Palestrante: Dr. Paulo Eduardo Faria Júnior (University of Regensburg, Germany)

 

Resumo:

 

Van der Waals (vdW) layered materials have emerged as a novel platform

for investigating fundamental questions of quantum many-body phenomena in reduced

dimensions. Among the diverse vdW compounds, transition metal dichalcogenides (TMDCs) are

rather relevant for hosting robust many-body optical excitations, known as excitons.
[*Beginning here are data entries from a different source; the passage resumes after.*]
PR #271, opened 2020-09-23
Use siteID to prevent self-connection

mgoulish:

  handling error cases first.


mgoulish:
Andy -- I wanted to try right away with my fork...

mgoulish:
This one uses cert pkg to check the self-ownership of token before creation, so does not need to create and then delete.

mgoulish:
This latest commit fixes the immediate problem I was seeing in HTTP test -- but now I'm seeing a crash.
Investigating...

mgoulish:
Closing this to make a new. clean one.

PR #278, opened 2020-09-28
unit-tets for bind command

nicob87:
Also added verification for "bind" command "Args" function, so in case of user calling invalid type, error is returned instantaneously.


ajssmith (approved):
nice mod

PR #279, opened 2020-09-30
cli cluster tests

ajssmith:
* Use cobra command constructors

* Set up pre-conditions as needed


cmd/skupper/skupper_cluster_test.go
```diff
@@ -0,0 +1,1579 @@
...
+			expectedError:   "",
+			realCluster:     false,
+		},
+	}
+
+	namespace = "init-interior-cluster-test-" + strings.ToLower(utils.RandomId(4))
+	kubeContext = ""
+	kubeConfigPath = ""
+
+	if *clusterRun {
```
nicob87, line 203: you can just use the "testClient" function here I think ...

cmd/skupper/skupper_cluster_test.go
```diff
@@ -0,0 +1,1579 @@
...
+	} else {
+		cli = newMockClient(namespace)
+	}
+
+	if c, ok := cli.(*client.VanClient); ok {
+		_, err := kube.NewNamespace(namespace, c.KubeClient)
+		assert.Check(t, err)
+		defer kube.DeleteNamespace(namespace, c.KubeClient)
+	}
+	skupperInit(t, []string{"--edge"}...)
```
nicob87, line 268: if I understand correctly, the "delete" table case only works once, because skupper init is executed only once

cmd/skupper/skupper_cluster_test.go
```diff
@@ -0,0 +1,1579 @@
...
+
+func TestConnectWithEdgeCluster(t *testing.T) {
+	testcases := []struct {
+		doc             string
+		args            []string
+		expectedCapture string
+		expectedOutput  string
+		expectedError   string
+		realCluster     bool
+	}{
```
nicob87, line 417: just a comment: you could define a testCase type just private for this pks_test and save this boilerplate on every test

cmd/skupper/skupper_cluster_test.go
nicob87: and in all the other tests...

cmd/skupper/skupper_cluster_test.go
nicob87: which for now, does not produce any error

nicob87 (approved):
Nice ans useful work!

Just another cosmetic comment: this 10 lines are repeated in almost all or all tests

```

if *clusterRun {
		cli = NewClient(namespace, kubeContext, kubeConfigPath)
	} else {
		cli = newMockClient(namespace)
	}

	if c, ok := cli.(*client.VanClient); ok {
		_, err := kube.NewNamespace(namespace, c.KubeClient)
		assert.Check(t, err)
		defer kube.DeleteNamespace(namespace, c.KubeClient)

	}
```

cmd/skupper/skupper_cluster_test.go
ajssmith: That is correct. If needed for coverage, init could be moved to the test loop in a future patch.

cmd/skupper/skupper_cluster_test.go
ajssmith: Good suggestion, will change

PR #280, opened 2020-10-02
Restore connector tests

mgoulish:
* rename: self_connection test is really a connection
  creation test, so put it in connector_create_test.

* rewrite: For all other connector tests that were
  relying on self-connection, rewrite them to use two
  separate namespaces: one that creates a token, and
  one that uses the token to make a connection.

* rewrite: Factor out common code into a couple helper
  functions, and put them in connector_create_test file.

* cleanup: in connector_inspect.go, avoid nesting by
  handling errors first.


mgoulish:
Please don't do anything with this yet -- I will be debugging it here for a while -- because I can still only get it to fail in CI.

ajssmith (approved):
lgtm

PR #281, opened 2020-10-06
default simple setup for integration tests

nicob87:
Currently tcp_echo and http integration tests needs exactly the same skupper setup (1 public and 1 private connected sites). Also the incomming bookinfo example will use the same skupper setup.


fgiorgetti:
@nicob87 looks good. Maybe in the future we can have these kind of implementations as a `Topology` interface,
in a separate package, so we can provide different reusable topologies.

fgiorgetti (approved):

nicob87:
> @nicob87 looks good. Maybe in the future we can have these kind of implementations as a `Topology` interface,
> in a separate package, so we can provide different reusable topologies.

Totally agree!

ajssmith (approved):

PR #287, opened 2020-10-07
Fix expose address

ajssmith:
* should be target name


grs (approved):

grs:
BTW, the expose with target type 'service' is different from annotating the service. Using expose will cause the target of a new service to the old service.

Issue #293, opened 2020-10-09
'skupper connect' panics when router not running


ajssmith:
./skupper connect token-file.yaml will panic if skupper has not been initialized. It used to detect...

PR #294, opened 2020-10-09
Check Skupper is running before checking token

mgoulish:
This is for issue #293 :  'skupper connect' panics when router not running


mgoulish:
Andy -- the test failure is happening at the end in the minikube tests and it does not look to me as though it's related to this code.
Please see if you agree.

ajssmith:
Patch needs to be rebased to fix ci failure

This colloquium will discuss how the interplay between the spin and orbital angular

momenta of electrons, holes, and excitons can be used as a powerful ''imaging

tool'' to reveal important signatures of elusive many-body phenomena in van der Waals

materials and heterostructures. These emerging physical phenomena are particularly

relevant for uncovering fundamental insights in many-body physics within the

domains of valleytronics, straintronics, and twistronics. Furthermore, this

fundamental understanding can boost novel optoelectronic and optospintronic

applications, while also providing a promising avenue for developments in the field of

quantum information technology.

 

Specifically, I will cover the basic physics behind spin and orbital angular momenta,

encoded in the effective g-factors, emphasizing recent first-principles developments

in pristine monolayer TMDCs[1], which provide a robust theoretical framework to

unveil: (i) the phonon-mediated exciton hybridization in strained WS2 systems[2,3],

(ii) the valley Zeeman splitting of dipolar excitons in MoSe2/WSe2 under external

electric fields[4], and (iii) the proximity-enhanced valley Zeeman splitting in

WS2/graphene systems[5].

 

 

 

[1] Woźniak, Faria Junior et al., Phys. Rev. B (Editors' Suggestion) 101, 235408 (2020).

[2] Faria Junior et al., New J. Phys. 24, 083004 (2022).

[3] Blundo, Faria Junior et al., Phys. Rev. Lett. 129, 067402 (2022).

[4] Faria Junior, Fabian, Nanomaterials 13, 1187 (2023).

[5] Faria Junior et al., 2D Mater. 10, 03400 (2023).